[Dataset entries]
════════════════════
PR #1893, opened 2021-11-17
fix: tessen event not triggered on click for guided install tile

abrunner94:
## Description

Looks like `navigate()` prevents Tessen from registering that event if it happens at the same time as `tessen.track`. Using `useInstrumentHandler` is a better approach compared to using timeouts.

### DIFF
--- a/src/experiments/super_tiles/components/GuidedInstallTile.js
+++ b/src/experiments/super_tiles/components/GuidedInstallTile.js
@@ -10,7 +10,7 @@ import { SIGNUP_LINK } from '../../../data/constants';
════════════════════
YOUR INSTRUCTIONS: Please copy out every line shown above, exactly.

SOLUTION FOR THIS PROBLEM:
PR #1893, opened 2021-11-17
fix: tessen event not triggered on click for guided install tile

abrunner94:
## Description

Looks like `navigate()` prevents Tessen from registering that event if it happens at the same time as `tessen.track`. Using `useInstrumentHandler` is a better approach compared to using timeouts.

### DIFF
--- a/src/experiments/super_tiles/components/GuidedInstallTile.js
+++ b/src/experiments/super_tiles/components/GuidedInstallTile.js
@@ -10,7 +10,7 @@ import { SIGNUP_LINK } from '../../../data/constants';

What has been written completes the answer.